It wasn't that long ago that I put up this graph, but let's look at it again:
The Bush tax cuts came with a lot of promises. We would grow our way out of deficits. Kind of looks like we didn't. Deficits are mindblowing and our economy is a fragile wreck in recovery. As I said the last time I posted that graphic, by every measure and on every promise, the Bush tax cuts failed to deliver.
Which is why it was no surprise the Center for American Progress' Pat Garofalo post a report yesterday spells out the ten years of failure that have been the Bush tax cuts.
10 years ago [today], the first of the Bush tax cuts was enacted. That 2001 tax cut was followed up by a second tax cut in 2003, passed after Vice-President Dick Cheney reportedly asserted that "deficits don’t matter." The tax cuts were sold as necessary economic stimulus that would boost job creation and a moribund economy. "Tax relief will create new jobs, tax relief will generate new wealth, and tax relief will open new opportunities," Bush said on April 16, 2001 as he was pushing for the passage of the first tax cut. Two years later he said, "These tax reductions will bring real and immediate benefits to middle-income Americans... By speeding up the income tax cuts, we will speed up economic recovery and the pace of job creation." Bush called the 2001 tax cut, "a victory for fairness and a vote for economic growth." Then-Speaker of the House Dennis Hastert (R-IL) said that the cuts were necessary to "spur the economy on." And up through 2008, Bush was still convinced that his tax cuts had been good for the economy. "I think when people take a look back at this moment in our economic history, they'll recognize tax cuts work. They have made a difference," Bush said. However, the record of the Bush tax cuts is undeniable: their enactment coincided with the weakest economic expansion of the post-war period, blowing up the national deficit and debt, while not bringing any of the promised gains.
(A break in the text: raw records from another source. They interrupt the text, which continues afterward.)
PR #2353, opened 2020-12-06
Chore: Move OnUpgrade state from Body to Request/Response

### LINKED ISSUE #2340: Refactor HTTP upgrades into Extensions
In #2086, it was outlined how the HTTP upgrades should be moved off the `Body` type (and into `Extensions`). The public facing part was done, now we just need to update the internal `proto::h1` stuff to stash them into the `Extensions` instead of on a private `Body` field.

In order to do so, the `proto::MessageHead` will need to gain an `extensions` field, so we can place them there.

aknuds1:
Move OnUpgrade state from Body to http::Request/http::Response extensions.

Fixes #2340.

### DIFF
--- a/src/upgrade.rs
+++ b/src/upgrade.rs
@@ -317,26 +317,34 @@ mod sealed {
     }
 
     impl CanUpgrade for http::Request<crate::Body> {
-        fn on_upgrade(self) -> OnUpgrade {
-            self.into_body().take_upgrade()
+        fn on_upgrade(mut self) -> OnUpgrade {
+            self.extensions_mut()
+                .remove::<OnUpgrade>()
+                .unwrap_or_else(OnUpgrade::none)
         }
     }
 
     impl CanUpgrade for &'_ mut http::Request<crate::Body> {
         fn on_upgrade(self) -> OnUpgrade {
-            self.body_mut().take_upgrade()
+            self.extensions_mut()
+                .remove::<OnUpgrade>()
+                .unwrap_or_else(OnUpgrade::none)
         }
     }
 
     impl CanUpgrade for http::Response<crate::Body> {
-        fn on_upgrade(self) -> OnUpgrade {
-            self.into_body().take_upgrade()
+        fn on_upgrade(mut self) -> OnUpgrade {
+            self.extensions_mut()
+                .remove::<OnUpgrade>()
+                .unwrap_or_else(OnUpgrade::none)
         }
     }
 
     impl CanUpgrade for &'_ mut http::Response<crate::Body> {
         fn on_upgrade(self) -> OnUpgrade {
-            self.body_mut().take_upgrade()
+            self.extensions_mut()
+                .remove::<OnUpgrade>()
+                .unwrap_or_else(OnUpgrade::none)
         }
     }
 }
--- a/src/body/body.rs
+++ b/src/body/body.rs
@@ -23,7 +23,6 @@ use crate::common::{task, watch, Pin, Poll};
 use crate::common::{Future, Never};
 #[cfg(all(feature = "http2", any(feature = "client", feature = "server")))]
 use crate::proto::h2::ping;
-use crate::upgrade::OnUpgrade;
 
 type BodySender = mpsc::Sender<Result<Bytes, crate::Error>>;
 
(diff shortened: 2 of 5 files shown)


src/upgrade.rs
```diff
@@ -316,27 +316,39 @@ mod sealed {
         fn on_upgrade(self) -> OnUpgrade;
     }
 
+    /*
```
seanmonstar, line 319: We should be able to keep this implementation (in fact, removing it is a "breaking change", as you noticed by having to fix up the examples).

aknuds1: @seanmonstar Yes, I don't intend to remove this in the end. This is just a temporary kludge in order to solve the cases I could understand how to make compile, since I'm not sure how to work around the immutability. Before finalizing the PR, these cases should definitely be fixed as well.

Are you able to provide guidance on how to implement `CanUpgrade` for `http::Request<crate::Body>` and `http::Response<crate::Body>` though?

seanmonstar: It'd be the same as for the `&mut _` version, since taking an argument by-value still means you can mutate them (thus calling `extensions_mut().remove::<Thingy>()`.

aknuds1: @seanmonstar Thanks for the tip - I tried that strategy before and couldn't hack it, but will try again.

aknuds1: @seanmonstar I think it actually worked! Not sure why I struggled so much with it before.

aknuds1:
@seanmonstar I came up with a scheme that I think makes sense, storing OnUpgrade state in MessageHead::extensions and moving the state into Response::extensions and Request::extensions. I get a compilation error due to missing trait implementations for Extensions however, could you help me understand how to solve them please?

```
✗ cargo build --all-features
   Compiling hyper v0.14.0-dev (/home/arve/Projects/hyper)
error[E0277]: the trait bound `Extensions: Clone` is not satisfied
  --> src/proto/mod.rs:29:5
   |
29 |     extensions: http::Extensions,
   |     ^^^^^^^^^^^^^^^^^^^^^^^^^^^^ the trait `Clone` is not implemented for `Extensions`
   |
   = note: required by `clone`
   = note: this error originates in a derive macro (in Nightly builds, run with -Z macro-backtrace for more info)

error[E0369]: binary operation `==` cannot be applied to type `Extensions`
  --> src/proto/mod.rs:29:5
   |
29 |     extensions: http::Extensions,
   |     ^^^^^^^^^^^^^^^^^^^^^^^^^^^^
   |
   = note: this error originates in a derive macro (in Nightly builds, run with -Z macro-backtrace for more info)

error[E0369]: binary operation `!=` cannot be applied to type `Extensions`
  --> src/proto/mod.rs:29:5
   |
29 |     extensions: http::Extensions,
   |     ^^^^^^^^^^^^^^^^^^^^^^^^^^^^
   |
   = note: this error originates in a derive macro (in Nightly builds, run with -Z macro-backtrace for more info)
```

seanmonstar:
Those are probably from `derive`s on `MessageHead`. You can likely remove the ones that are causing a problem (`Clone`, `PartialEq`), I don't think they're used any more.

aknuds1:
@seanmonstar Thanks, I thought those traits were necessary. Removed them, fixed the compile :)

aknuds1:
I'll rebase to fix commit messages, since everything else looks fine.

src/upgrade.rs
```diff
@@ -317,26 +317,34 @@ mod sealed {
     }
 
     impl CanUpgrade for http::Request<crate::Body> {
-        fn on_upgrade(self) -> OnUpgrade {
-            self.into_body().take_upgrade()
+        fn on_upgrade(mut self) -> OnUpgrade {
+            self.extensions_mut()
+                .remove::<OnUpgrade>()
+                .unwrap_or(OnUpgrade::none())
```
seanmonstar, line 323: You can save a function call by writing this as `.unwrap_or_else(OnUpgrade::none)` (and in the lines below).

seanmonstar (commented):
Fantastic work! This is exactly what I had in mind. Just one comment inline.

aknuds1:
Thanks @seanmonstar! I applied your suggestion. BTW, I amended into the original commit, and rebased. Do you prefer this way of working on PRs, or would you prefer if I avoid rewriting the commit history (i.e., just merge, add new commits)?

seanmonstar (approved):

Yet Republicans use arguments that assume that the tax cuts were a tremendous success. For example, we're told that if we do away with tax cuts for the top wage earners and corporations, then job growth will suffer. But there is no time in history when job growth wasn't better with higher taxation. And what is the logic here anyway? If we raise taxes then businesses won't be able to afford to hire people, as if hiring is just going gangbusters now. They've got the tax cut, it's doing nothing, and hiring was better when taxes were higher.
The fact is that the Bush tax cuts represent the Republicans' "starve the beast" strategy. Basically, this involves spending like there's no tomorrow for a period, then suddenly "discovering" that government can't afford basic services. So you spend idiotic amounts of money on military hardware no one is ever going to use, you cut taxes to the point that revenues are nearly nonexistent, then you say that "socialist" programs like Medicare, Medicaid, and Social Security are the problem. Can't afford these luxuries anymore, but we can afford those moronic tax cuts. If "I want to cut Medicare" is a politically suicidal campaign slogan, then create a situation where you can argue that we have to cut Medicare.
So, while the Bush tax cuts have been an economic train wreck, they've been tremendously successful from a strategic standpoint. It's one thing to put someone out on a ledge and give them a shove, but it's another to create a situation where you might convince them to jump.